First funding for the Australian Consortium for Aged Care

Aged care services and providers around Australia will soon be set up to compare their quality of care, following the announcement of $3 million in Federal government funding, awarded to the Australian Consortium for Aged Care (ACAC), to implement the Quality Measurement Toolbox (QMET) nationwide.

The funding is drawn from the $20 billion Medical Research Future Fund (MRFF) and has been allocated in response to recommendations from the Royal Commission into Aged Care Quality and Safety.

Professor Jeffrey Braithwaite, Professor Johanna Westbrook and Associate Professor Peter Hibbert (pictured left to right) from the Australian Institute of Health Innovation founded ACAC with colleagues from the Registry of Older Australians (ROSA) at the South Australian Health and Medical Research Institute (SAHMRI), the Centre for Health Services Research at the University of Queensland, and the Queensland University of Technology.

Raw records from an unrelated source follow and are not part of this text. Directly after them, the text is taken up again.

PR #2975, opened 2026-08-16
fix(core): bind Mod-a to select all the document

Asodariyasujal:
BlockNote had no `Mod-a` binding, so select-all was left to the browser's native `contenteditable` handling and ProseMirror had to rebuild a document selection from the DOM selection it produced.

That fails when a block puts non-editable content first, which check list items do: the checkbox div sits ahead of the `<p>` holding the block's content. So in a document starting with a check list item, ProseMirror could not map the DOM selection to a valid position and dropped it, leaving the caret in place - Backspace then only edited that one block instead of clearing the document.

Now `Mod-a` sets an `AllSelection` itself, which selects every block type reliably and deletes down to a single empty paragraph.

Also stops `getNearestBlockPos` warning for the positions at the very start and end of the doc, which is where an `AllSelection` ends.

## Summary by CodeRabbit

* **New Features**
  * Added a keyboard shortcut for selecting all content in the editor using Ctrl/Cmd+A.
  * Select-all works across multi-block documents, including paragraphs, checklists, and math blocks.

* **Bug Fixes**
  * Improved handling of selections at document boundaries, ensuring the first or last block is selected correctly.

* **Tests**
  * Expanded coverage for keyboard shortcuts, full-document selection, and clearing selected content.

### DIFF
--- a/packages/core/src/api/getBlockInfoFromPos.ts
+++ b/packages/core/src/api/getBlockInfoFromPos.ts
@@ -126,6 +126,31 @@ export function getNearestBlockPos(doc: Node, pos: number) {
     node = $pos.node(depth);
   }
 
+  // The doc's boundary positions (0 and `doc.content.size`) sit around the
+  // `blockGroup` holding the top-level blocks, so they're outside every block.
+  // Unlike the positions handled below, they're expected rather than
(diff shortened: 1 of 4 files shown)


Asodariyasujal:
@coderabbitai review

Issue #2595, opened 2026-03-27
Typing/echo lag with many blocks (~50k chars total); plain long paragraphs are fine


Lusice520:
### What’s broken?

When a document contains many blocks, typing starts to feel delayed: the text appears in the editor a bit after the IME/input has already produced it.

This is not just an IME-specific issue on one input method. I can reproduce the same visible echo delay with different input methods, and the same content also lags in the official BlockNote demo.

What seems important is the number of blocks, not only the total character count:

- A long document with relatively few large paragraph blocks is much smoother.
- A document with many `heading` blocks starts lagging around ~50k characters total.
- A document with many `bulletListItem` / `numberedListItem` blocks also starts lagging around ~50k characters total.

So the current suspicion is that performance degrades with block count / block-level rendering cost, rather than with plain text length alone.

Also relevant:
- The same content reproduced in plain Tiptap does **not** show the same lag.
- The lag is about typing echo / visible editor update delay, not initial load time or scrolling.

### What did you expect to happen?

Typing should remain responsive even when the document has many blocks.
The visible editor echo should keep up with input instead of lagging behind.

### Steps to reproduce

 Open BlockNote with the latest version.
2. Create a document that has many blocks instead of a few long paragraphs.
3. For example, create:
   - many H1 blocks totaling around ~50k characters, or
   - many list item blocks totaling around ~50k characters.
4. Start typing continuously.
5. Notice that the visible editor echo/caret update falls behind input.

Control case:
1. Create another document with similar total text length, but keep it as a small number of long paragraph blocks.
2. Typing is noticeably smoother there.

Additional comparison:
- The same content also reproduces in the official BlockNote demo.
- The same content in Tiptap is much smoother / does not show the same lag.

### BlockNote version

0.47.3

### Environment

- React 18 - Reproduced on the latest BlockNote as of March 27, 2026

### Additional context

This does not currently look like:
- app-specific autosave logic
- a floating toolbar integration
- one specific IME implementation

It looks more like a BlockNote core/editor performance issue related to many blocks.

### Contribution

- [ ] I'd be interested in contributing a fix for this issue

### Sponsor

- [ ] I'm a [sponsor](https://www.blocknotejs.org/pricing) and would appreciate if you could look into this sooner than later 💖

PR #2981, opened 2026-08-18
perf(core): resolve block changes from changed range only

nperez0111:
# Summary

Resolve block changes from only the range a transaction touched, instead of snapshotting the entire document on every transaction.

## Rationale

`getBlocksChangedByTransaction` (behind `editor.getChanges()`) walked the whole document and ran a `nodeToBlock()` conversion for every block, twice, per transaction. Because apps typically read `getChanges()` inside `onChange` on every keystroke, this made typing lag in large documents (O(document-size) per keypress). The existing `#2595` perf test never subscribed to `onChange`, so this path was uncovered.

## Changes

- `getBlocksChangedByTransaction` now diffs only the blocks overlapping the changed range (mapped into both the old and new document) rather than snapshotting every block.
- Added a shared `getChangedRange()` helper: a drop-in for ProseMirror's `changedRange()` that also covers attribute-only steps (`AttrStep`) and mark steps, at the same O(steps) cost.
- `PreviousBlockType` now uses `getChangedRange()`, fixing a latent bug where attribute-only changes (e.g. a heading's `level`, a numbered list `index`) were silently missed by its ranged diff — breaking those CSS transitions.

## Impact

Behavior of `getChanges()` is unchanged (all 25 snapshot tests pass as-is); only the cost model changes, from O(document-size) to O(changed-range) per transaction. `PreviousBlockType` now correctly animates attribute-only block changes it previously dropped.

## Testing

`vp run test` (full `@blocknote/core` suite, 748 passing) plus lint/type-check pass. Added a `getChanges()`-in-`onChange` performance regression test (previously-uncovered path) and a `PreviousBlockType` test for the `AttrStep` (heading-level) case that fails without the fix.

## Screenshots/Video

N/A

## Checklist

## Additional Notes

Relates to #2595 — the earlier plugin optimizations closed that issue, but the `getChanges()`/`onChange` path (which apps hit on every keystroke) still snapshotted the whole document. This PR completes that fix and adds the regression test the original lacked.

The `PreviousBlockType` change is a correctness fix (not just perf) surfaced while investigating the same optimization; it is isolated to that file and its test.

## Summary by CodeRabbit

- **Bug Fixes**
  - Improved detection of document changes, including heading-level and other block attribute updates.
  - More accurately limits change tracking to affected document ranges.
  - Unchanged transactions are handled without unnecessary document processing.

- **Performance**
  - Improved efficiency when detecting changes in large documents, helping maintain responsive editing as document size grows.

- **Tests**
  - Added coverage for attribute-only updates and change-detection performance across small and large documents.

### DIFF
--- a/packages/core/src/api/getBlocksChangedByTransaction.test.ts
+++ b/packages/core/src/api/getBlocksChangedByTransaction.test.ts
@@ -2,7 +2,10 @@ import { describe, expect, it, beforeEach } from "vite-plus/test";
 
 import { setupTestEnv } from "./blockManipulation/setupTestEnv.js";
 import { getBlocksChangedByTransaction } from "./getBlocksChangedByTransaction.js";
+import { getBlockInfo } from "./getBlockInfoFromPos.js";
+import { getNodeById } from "./nodeUtil.js";
 import { BlockNoteEditor } from "../editor/BlockNoteEditor.js";
+import { PartialBlock } from "../blocks/defaultBlocks.js";
 
 const getEditor = setupTestEnv();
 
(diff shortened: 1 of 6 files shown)


YousefED:
sweet!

Led by the SAHMRI’s ROSA Director Professor Maria Inacio, the three-year project will establish the ACAC-QMET Coordinating Centre, forging the infrastructure necessary to ensure the effective implementation of QMET.

“The centre’s primary focus will be evaluating quality and safety of care for older people accessing services across a range of key settings, including primary care, dementia care and palliative care and others,” Professor Inacio said.

Quality measurement has been identified as fundamental to ensuring the accountability and transparency among aged care services and providers that is central to overall improvement.

The centre will establish a baseline assessment of the status of aged care quality nationally and will ultimately serve to regulate the industry in accordance with future policy developments.

“It’s clear that providing consistent, high-quality care for the 1.5 million Australians accessing the aged care sector has been a challenge historically and the ACAC is well placed to deliver a long overdue quality measurement framework that reflects Australia’s values,” Professor Inacio said.

The ACAC was established following the Royal Commission, as the vehicle to drive necessary changes in the sector.

The consortium has enlisted government and sector representatives to form an expert advisory panel that will provide guidance throughout each phase of the project.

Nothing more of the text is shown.